*HOW TO COMPLETE THIS TASK*: Among the entries below, how many lines contain "epoll"? Answer with the number only.

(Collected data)
::::

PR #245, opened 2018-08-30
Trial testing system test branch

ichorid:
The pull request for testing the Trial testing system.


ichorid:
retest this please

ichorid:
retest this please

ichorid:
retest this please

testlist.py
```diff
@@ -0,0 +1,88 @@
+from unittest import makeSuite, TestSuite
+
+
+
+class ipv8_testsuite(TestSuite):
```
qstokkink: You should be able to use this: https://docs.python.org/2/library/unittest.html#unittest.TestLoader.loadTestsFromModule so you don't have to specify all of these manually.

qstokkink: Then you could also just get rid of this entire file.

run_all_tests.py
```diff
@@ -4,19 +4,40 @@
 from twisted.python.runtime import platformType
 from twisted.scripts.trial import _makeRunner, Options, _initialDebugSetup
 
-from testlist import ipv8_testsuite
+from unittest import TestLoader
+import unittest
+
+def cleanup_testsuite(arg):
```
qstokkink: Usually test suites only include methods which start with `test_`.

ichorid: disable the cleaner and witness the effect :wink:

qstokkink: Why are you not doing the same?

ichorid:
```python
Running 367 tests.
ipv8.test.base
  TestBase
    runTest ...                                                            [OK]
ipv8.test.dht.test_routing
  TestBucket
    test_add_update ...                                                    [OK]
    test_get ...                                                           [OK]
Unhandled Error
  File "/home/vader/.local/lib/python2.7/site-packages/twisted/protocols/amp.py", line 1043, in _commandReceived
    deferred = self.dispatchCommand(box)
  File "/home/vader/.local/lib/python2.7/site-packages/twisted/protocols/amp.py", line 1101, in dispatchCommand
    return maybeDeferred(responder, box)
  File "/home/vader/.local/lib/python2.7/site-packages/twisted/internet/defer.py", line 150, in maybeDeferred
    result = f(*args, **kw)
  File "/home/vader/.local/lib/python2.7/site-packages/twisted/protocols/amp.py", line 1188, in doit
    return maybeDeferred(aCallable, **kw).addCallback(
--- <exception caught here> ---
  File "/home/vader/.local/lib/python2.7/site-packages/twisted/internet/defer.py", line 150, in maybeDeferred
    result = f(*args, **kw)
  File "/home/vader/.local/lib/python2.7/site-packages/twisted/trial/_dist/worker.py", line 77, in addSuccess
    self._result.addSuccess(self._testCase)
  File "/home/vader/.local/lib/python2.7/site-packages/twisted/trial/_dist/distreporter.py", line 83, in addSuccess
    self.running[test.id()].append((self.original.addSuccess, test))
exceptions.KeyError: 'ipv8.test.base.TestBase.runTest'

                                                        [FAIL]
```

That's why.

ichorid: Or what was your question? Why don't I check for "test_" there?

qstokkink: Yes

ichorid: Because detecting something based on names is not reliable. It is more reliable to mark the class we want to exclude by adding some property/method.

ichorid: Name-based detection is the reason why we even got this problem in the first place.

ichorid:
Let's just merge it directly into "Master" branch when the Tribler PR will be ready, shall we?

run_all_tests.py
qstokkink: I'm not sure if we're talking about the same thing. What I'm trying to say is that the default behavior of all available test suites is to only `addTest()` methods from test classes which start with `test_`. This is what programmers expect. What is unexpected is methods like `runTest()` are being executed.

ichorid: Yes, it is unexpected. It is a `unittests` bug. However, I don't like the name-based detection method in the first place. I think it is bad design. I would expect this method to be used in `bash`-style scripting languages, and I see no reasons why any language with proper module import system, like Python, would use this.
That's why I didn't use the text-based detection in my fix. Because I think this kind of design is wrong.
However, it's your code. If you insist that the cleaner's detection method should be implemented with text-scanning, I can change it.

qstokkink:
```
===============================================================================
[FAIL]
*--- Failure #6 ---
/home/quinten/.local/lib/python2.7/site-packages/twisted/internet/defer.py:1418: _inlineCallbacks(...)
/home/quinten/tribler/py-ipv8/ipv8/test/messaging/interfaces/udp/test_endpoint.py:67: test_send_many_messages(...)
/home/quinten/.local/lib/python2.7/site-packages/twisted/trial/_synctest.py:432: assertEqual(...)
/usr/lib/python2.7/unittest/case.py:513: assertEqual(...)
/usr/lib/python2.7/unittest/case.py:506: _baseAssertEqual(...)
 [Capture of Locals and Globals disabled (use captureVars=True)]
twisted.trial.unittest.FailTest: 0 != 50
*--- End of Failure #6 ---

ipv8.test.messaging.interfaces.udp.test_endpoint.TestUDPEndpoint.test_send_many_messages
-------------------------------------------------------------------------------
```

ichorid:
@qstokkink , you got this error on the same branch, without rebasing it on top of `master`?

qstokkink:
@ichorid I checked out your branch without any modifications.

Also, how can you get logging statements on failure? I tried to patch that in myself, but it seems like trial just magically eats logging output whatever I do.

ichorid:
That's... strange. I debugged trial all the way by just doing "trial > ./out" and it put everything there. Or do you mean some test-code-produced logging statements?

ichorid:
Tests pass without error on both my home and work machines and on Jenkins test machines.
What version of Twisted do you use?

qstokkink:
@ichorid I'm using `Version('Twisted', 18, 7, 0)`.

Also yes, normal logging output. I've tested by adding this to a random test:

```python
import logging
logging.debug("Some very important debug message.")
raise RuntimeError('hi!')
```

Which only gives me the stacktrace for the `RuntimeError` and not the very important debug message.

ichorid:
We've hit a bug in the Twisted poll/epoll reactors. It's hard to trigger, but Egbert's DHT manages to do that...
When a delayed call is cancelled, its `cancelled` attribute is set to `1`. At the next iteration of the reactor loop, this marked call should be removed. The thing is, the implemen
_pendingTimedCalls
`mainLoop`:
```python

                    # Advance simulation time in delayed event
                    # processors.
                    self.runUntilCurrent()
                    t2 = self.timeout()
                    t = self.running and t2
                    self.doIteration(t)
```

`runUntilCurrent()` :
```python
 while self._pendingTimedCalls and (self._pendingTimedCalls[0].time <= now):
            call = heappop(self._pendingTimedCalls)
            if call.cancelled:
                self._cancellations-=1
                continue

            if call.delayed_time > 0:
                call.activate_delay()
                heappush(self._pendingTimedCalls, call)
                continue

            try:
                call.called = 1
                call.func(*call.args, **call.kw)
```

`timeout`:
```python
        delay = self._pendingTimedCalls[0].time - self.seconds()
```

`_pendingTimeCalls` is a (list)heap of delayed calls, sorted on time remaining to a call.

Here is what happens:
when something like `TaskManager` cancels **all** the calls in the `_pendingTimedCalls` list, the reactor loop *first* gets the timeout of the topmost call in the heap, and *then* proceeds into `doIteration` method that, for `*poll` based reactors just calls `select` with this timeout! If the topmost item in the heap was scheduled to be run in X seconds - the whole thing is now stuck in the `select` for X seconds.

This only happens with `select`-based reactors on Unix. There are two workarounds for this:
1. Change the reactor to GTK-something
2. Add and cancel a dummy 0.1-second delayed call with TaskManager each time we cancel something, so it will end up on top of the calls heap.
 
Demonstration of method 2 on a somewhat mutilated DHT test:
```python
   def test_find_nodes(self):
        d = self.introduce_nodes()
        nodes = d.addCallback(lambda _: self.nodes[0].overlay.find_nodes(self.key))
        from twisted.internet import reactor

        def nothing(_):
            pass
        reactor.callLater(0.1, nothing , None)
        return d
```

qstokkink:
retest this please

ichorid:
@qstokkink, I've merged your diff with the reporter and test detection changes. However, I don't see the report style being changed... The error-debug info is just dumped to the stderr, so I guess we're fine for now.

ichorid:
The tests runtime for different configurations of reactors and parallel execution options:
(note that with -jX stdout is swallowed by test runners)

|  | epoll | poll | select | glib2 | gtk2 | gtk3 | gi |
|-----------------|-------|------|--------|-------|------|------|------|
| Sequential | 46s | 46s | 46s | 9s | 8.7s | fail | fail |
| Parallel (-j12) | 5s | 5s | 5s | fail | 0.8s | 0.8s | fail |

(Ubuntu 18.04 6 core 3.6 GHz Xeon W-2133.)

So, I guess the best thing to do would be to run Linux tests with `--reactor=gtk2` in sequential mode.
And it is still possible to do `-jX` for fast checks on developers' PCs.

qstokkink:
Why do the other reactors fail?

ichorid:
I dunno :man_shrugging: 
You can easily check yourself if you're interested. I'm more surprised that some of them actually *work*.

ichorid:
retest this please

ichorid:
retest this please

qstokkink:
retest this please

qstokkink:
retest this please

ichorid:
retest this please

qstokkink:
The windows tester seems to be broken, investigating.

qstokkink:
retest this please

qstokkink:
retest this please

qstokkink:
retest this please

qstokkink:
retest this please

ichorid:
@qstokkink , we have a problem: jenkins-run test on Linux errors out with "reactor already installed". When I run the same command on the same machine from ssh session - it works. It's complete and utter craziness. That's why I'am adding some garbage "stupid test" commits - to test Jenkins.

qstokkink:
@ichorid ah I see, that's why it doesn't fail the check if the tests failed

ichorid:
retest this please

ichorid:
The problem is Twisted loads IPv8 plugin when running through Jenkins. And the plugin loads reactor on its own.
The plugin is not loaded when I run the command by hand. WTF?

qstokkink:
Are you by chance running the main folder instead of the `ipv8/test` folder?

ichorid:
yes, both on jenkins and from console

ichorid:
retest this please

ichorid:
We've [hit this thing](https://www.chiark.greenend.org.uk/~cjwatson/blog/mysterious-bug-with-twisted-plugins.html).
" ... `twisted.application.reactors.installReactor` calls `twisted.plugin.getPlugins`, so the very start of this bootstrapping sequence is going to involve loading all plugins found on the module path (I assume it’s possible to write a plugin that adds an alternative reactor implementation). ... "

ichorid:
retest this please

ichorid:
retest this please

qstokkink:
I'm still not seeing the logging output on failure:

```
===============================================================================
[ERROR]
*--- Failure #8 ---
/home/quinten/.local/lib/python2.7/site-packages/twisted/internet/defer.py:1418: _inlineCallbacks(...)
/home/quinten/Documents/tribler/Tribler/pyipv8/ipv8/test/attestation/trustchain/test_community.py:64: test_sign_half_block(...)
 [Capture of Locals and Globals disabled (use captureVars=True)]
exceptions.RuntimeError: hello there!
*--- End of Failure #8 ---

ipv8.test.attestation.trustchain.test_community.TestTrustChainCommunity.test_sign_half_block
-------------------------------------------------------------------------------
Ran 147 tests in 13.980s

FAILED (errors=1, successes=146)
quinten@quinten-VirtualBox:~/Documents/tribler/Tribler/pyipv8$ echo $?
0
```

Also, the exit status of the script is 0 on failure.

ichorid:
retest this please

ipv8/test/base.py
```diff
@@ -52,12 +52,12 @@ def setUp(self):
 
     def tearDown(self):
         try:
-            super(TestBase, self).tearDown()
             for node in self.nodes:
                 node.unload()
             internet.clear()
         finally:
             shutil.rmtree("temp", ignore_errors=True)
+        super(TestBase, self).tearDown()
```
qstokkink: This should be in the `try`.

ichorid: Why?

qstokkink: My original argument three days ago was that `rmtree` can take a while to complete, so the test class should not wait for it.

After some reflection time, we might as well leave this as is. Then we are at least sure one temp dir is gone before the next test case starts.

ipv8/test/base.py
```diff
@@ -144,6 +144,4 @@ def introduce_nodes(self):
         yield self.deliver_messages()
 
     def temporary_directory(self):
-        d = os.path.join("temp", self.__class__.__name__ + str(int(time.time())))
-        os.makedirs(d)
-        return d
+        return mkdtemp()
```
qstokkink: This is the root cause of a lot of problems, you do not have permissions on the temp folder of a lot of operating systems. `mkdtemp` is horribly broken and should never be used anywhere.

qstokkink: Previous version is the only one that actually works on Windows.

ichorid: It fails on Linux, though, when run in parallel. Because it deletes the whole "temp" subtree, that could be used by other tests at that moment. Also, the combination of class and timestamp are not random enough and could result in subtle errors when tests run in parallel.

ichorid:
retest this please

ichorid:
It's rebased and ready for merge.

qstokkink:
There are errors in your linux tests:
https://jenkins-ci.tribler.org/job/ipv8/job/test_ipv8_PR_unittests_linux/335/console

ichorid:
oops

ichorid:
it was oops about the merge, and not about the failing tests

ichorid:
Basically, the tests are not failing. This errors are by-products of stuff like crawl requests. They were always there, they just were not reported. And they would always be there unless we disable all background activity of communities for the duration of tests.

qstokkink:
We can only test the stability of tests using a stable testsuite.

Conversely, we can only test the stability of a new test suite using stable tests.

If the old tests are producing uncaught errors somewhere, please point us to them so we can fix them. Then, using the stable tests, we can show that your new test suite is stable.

::::

*YOUR SOLUTION*: 2